Friday, September 21, 2018

Renée Elise Goldsberry

Renée Elise Goldsberry gave a concert this evening at Swarthmore. It was free but "sold out" so quickly that the concert got doubled to meet demand in the Swarthmore audience.

It was delightful.

She sang a varied selection of songs --- yes, including getting the audience to sing along with songs from Hamilton --- and interspersed them with snippets of talking about the songs, their genesis, and why she picked them.

One of her stories was about going to see Maya Angelou and remembering no particular specifics of what she said, but only the feelings generated by seeing Maya Angelou speak. In that spirit, I say: this performance was a lovely, carefree step away from the usual cares and niggling worries of life to simply enjoy live music, words and notes flowing together and performed with beautiful skill.

I have a lot of live music coming up in the next week, I am looking forward to all of it.

This post's theme word epanalepsis, "a figure of speech defined by the repetition of the initial word(s) of a clause or sentence at the end of that same clause or sentence." The best music is played by musicians who are best.
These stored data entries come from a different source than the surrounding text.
PR #7804, opened 2015-03-31
add support for nw.js

xueeinstein:
details please visit:
https://github.com/xueeinstein/nw-npm/blob/master/README.md

### DIFF
--- a/lib/utils/lifecycle.js
+++ b/lib/utils/lifecycle.js
@@ -89,19 +89,19 @@ function lifecycle_ (pkg, stage, wd, env, unsafe, failOk, cb) {
   if (packageLifecycle) {
     // define this here so it's available to all scripts.
     env.npm_lifecycle_script = pkg.scripts[stage]
-	var projNPMrc = null
-	if (npm.config.sources.project && npm.config.sources.project.data) {
-		projNPMrc = npm.config.sources.project.data;
-	}
+    var projNPMrc = null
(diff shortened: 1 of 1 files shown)


KenanY:
Indentation seems off.

othiym23:
What are you trying to do with this change? Why do these specific changes need to be made to npm itself, and within `nw-gyp`?

xueeinstein:
This change is for nw.js to install node.js native modules. `nw-gyp` is forked and developed from `node-gyp`. It'll download our customized node.js header files for specified nw.js version, in this way the built binary file could be compatible with nw.js ABI. 

PS, this code snippet only execute when `nw_version` is set up in project `.npmrc`. __No other side effect if `nw_version` isn't set up__. (`nw.js` is renamed from `node-webkit`)

xueeinstein:
@KenanY , sorry, my vim indentation setup doesn't follow npm coding principle. I have corrected it.

othiym23:
I think this is too special-purpose to go directly into npm. I'd be amenable to extending the support we've added for [`--node-gyp`](https://github.com/npm/npm/commit/145af6587f45de135cc876be2027ed818ed4ca6a) to work with `nw-gyp` (if it's even necessary – that may work as a drop-in for the build scripts that `nw.js` projects use with a little futzing. But this isn't a general-purpose enough change to go into npm proper. Thanks for the time you spent putting it together and explaining your use case, though!

PR #7820, opened 2015-04-01
Update npmlog’s dependency are-we-there-yet to v1.0.4

sonicdoe:
are-we-there-yet v1.0.4 is [now compatible with Node.js v0.8](https://github.com/iarna/are-we-there-yet/pull/2).


othiym23:
Tweaked a little, rebased, and landed as 1f380f66c1e944b8ffbf096fa94d09e931626e12. Thanks for helping npm keep working under Node 0.8!

Issue #7842, opened 2015-04-03
tests fail against Node 0.8.28


othiym23:
* [ ] `test/tap/dedupe-scoped.js` (2/5)
* [ ] `test/tap/ls-depth-unmet.js` (10/20)
* [ ] `test/tap/peer-deps-invalid.js` (2/5)
* [ ] `test/tap/peer-deps-toplevel.js` (2/5)
* [ ] `test/tap/peer-deps.js` (0/2)
* [ ] `test/tap/shrinkwrap-scoped-auth.js` (3/6)
* [ ] `test/tap/sorted-package-json.js` (3/7)
* [x] `test/tap/spawn-enoent-help.js` (1/3)
* [x] `test/tap/umask-lifecycle.js` (0/3)
* [ ] `test/tap/update-save.js` (24/27)
* [ ] `test/tap/url-dependencies.js` (7/9)

## nock requires `setImmediate`

* [x] `test/tap/publish-access-scoped.js` (3/4)
* [x] `test/tap/publish-access-unscoped.js` (3/4)
* [x] `test/tap/publish-scoped.js` (2/3)

## `npm-registry-couchapp` tests require Node.js 0.10+ / io.js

Thursday, September 6, 2018

License to Quill

The premise of Jacopo Della Quercia's License to Quill is that Shakespeare is actually James Bond. The book attempts to fuse these two genres; it reads a lot like a writing exercise where the assignment was "a story clearly identifiably by tone and plot but with all the verbiage and styling of a different genre."

On the face of it, this is a premise I find appealing; however, it palls after awhile and did not really develop its own voice. There was nothing drawing me in, particularly, so I declare reading bankruptcy on this book at page 137 of 367. Oh well.

This post's theme word is anadiplosis, "the repetition of a word or words in successive clauses in such a way that the second clause starts with the same word which marks the end of the previous clause." The premise was interesting; interesting is not how the book turned out, for it leaned heavily on tired tropes and failed to use anadiplosis.

Wednesday, September 5, 2018

First-week-of-class nightmares

I dreamt I was walking along the street, and police officers drove by and shot the person I was walking with. I didn't know what to do to help. Thanks, brain, for this channelling of being mystified by the systems I must work inside. Plus reading the news. This dream was disturbing.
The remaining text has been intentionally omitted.